What the task asks. Find the word "Comment" in the listing; pull out each line holding it.

Data supplied.
PR #2782, opened 2022-01-19
KTOR-3669 Rewrite ContentNegotiation to New Plugins API

e5l:
Fix [KTOR-3669](https://youtrack.jetbrains.com/issue/KTOR-3669)


ktor-server/ktor-server-plugins/ktor-server-content-negotiation/jvm/src/io/ktor/server/plugins/contentnegotiation/ContentNegotiationConfig.kt
```diff
@@ -0,0 +1,62 @@
...
+package io.ktor.server.plugins.contentnegotiation
+
+import io.ktor.http.*
+import io.ktor.serialization.*
+import kotlin.reflect.*
+
+/**
+ * Configuration type for [ContentNegotiation] plugin
+ */
+public class ContentNegotiationConfig : Configuration {
```
olme04, line 14: may be not the right place, but: In all ktor codebase (specifically plugins) there is 2 namings for plugins configuration: *Config and *Configuration. Even in plugins API `createRouteScopedPlugin` has parameter called `createConfiguration` but has type parameter called `PluginConfigT`, what's more, it's create an instance of `RouteScopedPlugin<PluginConfigT>` which has declaration RouteScopedPlugin<TConfiguration>.

Looks like, this should be somehow generalized, so renamed, to always using or `*Config` or `*Configuration` namings.

Other thing: here `ContentNegotiationConfig` extends `Configuration` - for me it's a little confusing.

And the last thing, may be it's better to rename `Configuration` from `ktor-serialization` to something more specific? like `ContentConverterConfiguration` or anything else. Name is too short and widely used.

e5l: Hey @olme04, thank you for the notice! We agree to rename `Configuration` to `Config` everywhere and put prefixes with a clear name.

olme04: ah, several more questions why we are here:)
* what is the reason of naming of shared module as `ktor-serialization` but client/server plugins as  `ktor-server/client-content-negotiation` and the only thing exists inside `ktor-serialization` is `ContentConverter`s related declarations?
* why not to use or `content-negotiation` or `serialization` or other consistent naming everywhere? 
* may be it's better to merge `ktor-serialization` and `ktor-websocket-serialization` modules, as `WebsocketContentConverter` and dependency on `ktor-websockets` is already inside `ktor-serialization`?
* if not, one more proposal for naming alignment would be to use in modules names or `websocket` or `websockets` :)

ktor-server/ktor-server-plugins/ktor-server-content-negotiation/jvmAndNix/src/io/ktor/server/plugins/contentnegotiation/RequestConverter.kt
```diff
@@ -0,0 +1,58 @@
...
+                    )
+                } ?: return@transformBody body
+            } catch (convertException: ContentConvertException) {
+                throw BadRequestException(
+                    convertException.message ?: "Can't convert parameters",
+                    convertException.cause
+                )
+            }
+
+            return@transformBody ApplicationReceiveRequest(
```
rsinukov, line 51: Why do you need to return `ApplicationReceiveRequest` here?

ktor-server/ktor-server-tests/jvmAndNix/test/io/ktor/tests/server/plugins/ContentNegotiationTest.kt
```diff
@@ -578,32 +578,6 @@ class ContentNegotiationTest {
         }
     }
 
-    @Test
```
rsinukov, line 581: why this test is removed?

rsinukov (changes requested):

ktor-server/ktor-server-plugins/ktor-server-content-negotiation/jvmAndNix/src/io/ktor/server/plugins/contentnegotiation/RequestConverter.kt
e5l: to set `reusableValue = true`, it will be dropped with new `DoubleReceive`

ktor-server/ktor-server-plugins/ktor-server-content-negotiation/jvmAndNix/src/io/ktor/server/plugins/contentnegotiation/RequestConverter.kt
```diff
@@ -0,0 +1,58 @@
...
+                typeInfo = requestedType,
+                value = converted,
+                reusableValue = true
```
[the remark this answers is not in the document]
e5l: `DoubleReceive` is not merged, will be dropped after merge

ktor-server/ktor-server-tests/jvmAndNix/test/io/ktor/tests/server/plugins/ContentNegotiationTest.kt
e5l: The test was checking the generic `accept` header verifying, which is not responsibility of `ContentNegotiation` anymore

rsinukov (approved):

ktor-server/ktor-server-plugins/ktor-server-content-negotiation/jvm/src/io/ktor/server/plugins/contentnegotiation/ContentNegotiationConfig.kt
olme04: @e5l ping

PR #2792, opened 2022-01-25
Vbr/metrics ktor 3666

Ololoshechkin:
**Subsystem**

**Motivation**

**Solution**
Describe your solution.


ktor-server/ktor-server-plugins/ktor-server-metrics/jvm/src/io/ktor/server/metrics/dropwizard/DropwizardMetrics.kt
```diff
@@ -14,129 +14,112 @@ import io.ktor.util.pipeline.*
...
-                val routingMetrics = call.attributes.take(routingMetricsKey)
-                val status = call.response.status()?.value ?: 0
-                val statusMeter = plugin.registry.meter(name(plugin.baseName, routingMetrics.name, status.toString()))
-                statusMeter.mark()
-                routingMetrics.context.stop()
-            }
+private object BeforeMonitoring : Hook<(ApplicationCall) -> Unit> {
+    override fun install(application: ApplicationCallPipeline, handler: (ApplicationCall) -> Unit) {
+        val phase = PipelinePhase("MetricsBeforeMonitoring")
+        application.insertPhaseBefore(ApplicationCallPipeline.Monitoring, phase)
```
rsinukov, line 47: why not use `Monitoring`?

ktor-server/ktor-server-plugins/ktor-server-metrics/jvm/src/io/ktor/server/metrics/dropwizard/DropwizardMetrics.kt
```diff
@@ -14,129 +14,112 @@ import io.ktor.util.pipeline.*
...
+        }
+    }
+}
 
-            return plugin
+private object AfterMonitoring : Hook<(ApplicationCall) -> Unit> {
+    override fun install(application: ApplicationCallPipeline, handler: (ApplicationCall) -> Unit) {
+        application.intercept(ApplicationCallPipeline.Monitoring) {
+            try {
+                proceed()
```
rsinukov, line 58: that's not after monitoring, but after whole pipeline is executed

ktor-server/ktor-server-plugins/ktor-server-metrics/jvm/test/io/ktor/server/metrics/dropwizard/DropwizardMetricsTests.kt
```diff
@@ -78,10 +78,12 @@ class DropwizardMetricsTests {
     @Test
     fun `should prefix all metrics with baseName`(): Unit = withTestApplication {
         val prefix = "foo.bar"
-        val registry = application.install(DropwizardMetrics) {
+        var registry: MetricRegistry? = null
+        application.install(DropwizardMetrics) {
             baseName = prefix
             registerJvmMetricSets = false
-        }.registry
+            registry = this.registry
```
rsinukov, line 85: maybe reverse this statement? initialize the registry outside and set it in config block

ktor-server/ktor-server-core/jvmAndNix/src/io/ktor/server/routing/RoutingHooks.kt
```diff
@@ -0,0 +1,22 @@
...
+ */
+public object CallRouted : Hook<(RoutingApplicationCall) -> Unit> {
+    override fun install(application: ApplicationCallPipeline, handler: (RoutingApplicationCall) -> Unit) {
+        application.environment?.monitor?.subscribe(Routing.RoutingCallStarted) { call -> handler(call) }
+    }
+}
+
+/**
+ * Hook that will be triggered after a call processing was completely finished (i.e. all handlers were
+ * executed and response was sent)
```
rsinukov, line 16: It's not guaranteed the response was sent here. It's possible that the call was not handled by routing and the engine will reply with 404 later in the pipeline

rsinukov (changes requested):

ktor-server/ktor-server-plugins/ktor-server-metrics/jvm/src/io/ktor/server/metrics/dropwizard/DropwizardMetrics.kt
Ololoshechkin: What do you mean? Intercept `Monitoring` instead of intercepting before `Monitoring` ?

rsinukov: Yes

ktor-server/ktor-server-core/jvmAndNix/src/io/ktor/server/routing/RoutingHooks.kt
Ololoshechkin: Nice point, thanks!
Not sure about the "later in the pipeline" thing, though. As from what I can see, `RoutingCallFinished` event will be triggered after the whole pipeline was execcuted, in the `finally` block.

Ololoshechkin: Correct me if I'm wrong

ktor-server/ktor-server-plugins/ktor-server-metrics/jvm/src/io/ktor/server/metrics/dropwizard/DropwizardMetrics.kt
Ololoshechkin: Am I correct that these 2 blocks are equivalent?
```kotlin
  application.intercept(ApplicationCallPipeline.Monitoring) {
      try {
          proceed()
      } finally {
          HANDLE_ACTION_FIRST()
      }
}
```
and
```kotlin
  application.intercept(ApplicationCallPipeline.Plugins) {
      try {
          proceed()
      } finally {
          HANDLE_ACTION_SECOND()
      }
}
```
The only difference is that if it breaks before `Plugins` phase then `HANDLE_ACTION_SECOND` will not be executed, which is not the case with `HANDLE_ACTION_FIRST` although it's a rare case.

Correct?

ktor-server/ktor-server-plugins/ktor-server-metrics/jvm/test/io/ktor/server/metrics/dropwizard/DropwizardMetricsTests.kt
Ololoshechkin: Will do, thanks

ktor-server/ktor-server-core/jvmAndNix/src/io/ktor/server/routing/RoutingHooks.kt
Ololoshechkin: I would say:
```
Hook that will be triggered after a call processing was completely finished (i.e. all handlers were executed and response was sent or an error happened)
 ```

File: ktor-server/ktor-server-plugins/ktor-server-metrics/jvm/src/io/ktor/server/metrics/dropwizard/DropwizardMetrics.kt (hunk 2 above)
Comment (Ololoshechkin) [reply ktor-server/ktor-server-plugins/ktor-server-metrics/jvm/src/io/ktor/server/metrics/dropwizard/DropwizardMetrics.kt:58]: Btw, not it seems that there is no actual difference between `on(CallFinished)`(which happens after the full pipeline execution if I'm not mistaken) and `on(AfterMonitoring)` (which is not "after monitoring" but after everything)

File: ktor-server/ktor-server-core/jvmAndNix/src/io/ktor/server/routing/RoutingHooks.kt (hunk 4 above)
Comment (rsinukov) [reply ktor-server/ktor-server-core/jvmAndNix/src/io/ktor/server/routing/RoutingHooks.kt:16]: It can be confusing, but we have 2 pipelines here: application and routing. Routing pipeline is executed inside `Call` phase of the application pipeline. So, this `finally` block is only at the end of the routing pipeline, but is still inside `Call` phase of the application pipeline. 
So, the correct doc will say that this hook is executed after routing was processed or error in handler happened.

File: ktor-server/ktor-server-plugins/ktor-server-metrics/jvm/src/io/ktor/server/metrics/dropwizard/DropwizardMetrics.kt (hunk 2 above)
Comment (rsinukov) [reply ktor-server/ktor-server-plugins/ktor-server-metrics/jvm/src/io/ktor/server/metrics/dropwizard/DropwizardMetrics.kt:58]: Yes, it's correct

**Review by rsinukov — APPROVED** [review]
LGTM, but please rebase

File: ktor-server/ktor-server-core/jvmAndNix/src/io/ktor/server/routing/RoutingHooks.kt [hunk 5]
```diff
@@ -0,0 +1,21 @@
+package io.ktor.server.routing
+
+import io.ktor.server.application.*
+
+/**
+ * Hook that will be triggered when a call was routed and before any other handlers.
+ */
+public object CallRouted : Hook<(RoutingApplicationCall) -> Unit> {
```
e5l, line 8: consider making all hooks internal and move to the plugin scope for a while. Let's have separate discussion about hooks and naming

ktor-server/ktor-server-core/jvmAndNix/src/io/ktor/server/routing/RoutingHooks.kt
```diff
@@ -0,0 +1,21 @@
...
+    override fun install(application: ApplicationCallPipeline, handler: (RoutingApplicationCall) -> Unit) {
+        application.environment?.monitor?.subscribe(Routing.RoutingCallStarted) { call -> handler(call) }
```
e5l, line 10: I'm not sure that monitoring is a proper way of doing that, cause it would be really handy to throw an exception here in some cases

ktor-server/ktor-server-core/jvmAndNix/src/io/ktor/server/routing/RoutingHooks.kt
```diff
@@ -0,0 +1,21 @@
...
+    }
+}
+
+/**
+ * Hook that will be triggered after a call was successfully routed and it's processing has completely finished.
+ */
+public object RoutedCallProcessed : Hook<(ApplicationCall) -> Unit> {
+    override fun install(application: ApplicationCallPipeline, handler: (ApplicationCall) -> Unit) {
+        application.environment?.monitor?.subscribe(Routing.RoutingCallFinished) { call -> handler(call) }
```
e5l, line 19: same note here

ktor-server/ktor-server-plugins/ktor-server-metrics/jvm/src/io/ktor/server/metrics/dropwizard/DropwizardMetrics.kt
```diff
@@ -10,133 +10,113 @@ import com.codahale.metrics.jvm.*
...
+            } finally {
+                handler(call)
+            }
         }
     }
+}
 
-    private data class CallMeasure(val timer: Timer.Context)
+public val DropwizardMetrics: ApplicationPlugin<Application, DropwizardMetricsConfig, PluginInstance> =
```
e5l, line 63: KDoc is missing

ktor-server/ktor-server-plugins/ktor-server-metrics/jvm/src/io/ktor/server/metrics/dropwizard/DropwizardMetrics.kt
```diff
@@ -10,133 +10,113 @@ import com.codahale.metrics.jvm.*
...
-    private val measureKey = AttributeKey<CallMeasure>("metrics")
+        on(CallFailed) { _, _ ->
+            exceptions.mark()
+        }
 
-    private fun before(call: ApplicationCall) {
-        active.inc()
-        call.attributes.put(measureKey, CallMeasure(duration.time()))
-    }
+        on(CallRouted) { call ->
```
e5l, line 86: I'm not sure why do we need these hooks when can use monitoring directly

ktor-server/ktor-server-plugins/ktor-server-metrics/jvm/src/io/ktor/server/metrics/dropwizard/DropwizardMetrics.kt
```diff
@@ -10,133 +10,113 @@ import com.codahale.metrics.jvm.*
...
+            val statusMeter =
+                pluginConfig.registry.meter(name(pluginConfig.baseName, routingMetrics.name, status.toString()))
+            statusMeter.mark()
+            routingMetrics.context.stop()
         }
-        meter.mark()
-        call.attributes.getOrNull(measureKey)?.apply {
-            timer.stop()
+
+        on(Monitoring) { call ->
```
e5l, line 107: It's not clear when monitoring is happening, consider to rename it

e5l (changes requested):

ktor-server/ktor-server-core/jvmAndNix/src/io/ktor/server/routing/RoutingHooks.kt
Ololoshechkin: We have `CallFailed` for handling exceptions while call routed is just an event that happens at the same time as `RoutingCallStarted` (basically it is just a wrapper over the later that is new-api-friendly)

Ololoshechkin: I'll make it internal anyway, so that we can describe later

ktor-server/ktor-server-core/jvmAndNix/src/io/ktor/server/routing/RoutingHooks.kt
Ololoshechkin: ditto

ktor-server/ktor-server-plugins/ktor-server-metrics/jvm/src/io/ktor/server/metrics/dropwizard/DropwizardMetrics.kt
Ololoshechkin: Just because these hoks encapsulate the boilerplate code and are much handier and consistend with new API

ktor-server/ktor-server-plugins/ktor-server-metrics/jvm/src/io/ktor/server/metrics/dropwizard/DropwizardMetrics.kt
Ololoshechkin: Would `BeforeCall` work here? 
Or maybe `TracingCall`

e5l (approved):
LGTM

v1ctor:
Hey all, we recently found an issue when DropwizardMetricsPlugin doesn't log a correct http status when status is set by the StatusPages plugin (https://youtrack.jetbrains.com/issue/KTOR-5420/DropwizardMetricsPlugin-logs-status-code-incorrectly-when-is-used-together-with-StatusPages-plugin.)

I believe that this PR fixes this issue, as it changes what hooks DropwizardMetrics plugin is using, however I can see that branch `new-plugins-eap` was never merged to the main. What was the reason for that?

The answer.
Comment (Ololoshechkin) [reply ktor-server/ktor-server-plugins/ktor-server-metrics/jvm/src/io/ktor/server/metrics/dropwizard/DropwizardMetrics.kt:58]: Btw, not it seems that there is no actual difference between `on(CallFinished)`(which happens after the full pipeline execution if I'm not mistaken) and `on(AfterMonitoring)` (which is not "after monitoring" but after everything)
Comment (rsinukov) [reply ktor-server/ktor-server-core/jvmAndNix/src/io/ktor/server/routing/RoutingHooks.kt:16]: It can be confusing, but we have 2 pipelines here: application and routing. Routing pipeline is executed inside `Call` phase of the application pipeline. So, this `finally` block is only at the end of the routing pipeline, but is still inside `Call` phase of the application pipeline. 
Comment (rsinukov) [reply ktor-server/ktor-server-plugins/ktor-server-metrics/jvm/src/io/ktor/server/metrics/dropwizard/DropwizardMetrics.kt:58]: Yes, it's correct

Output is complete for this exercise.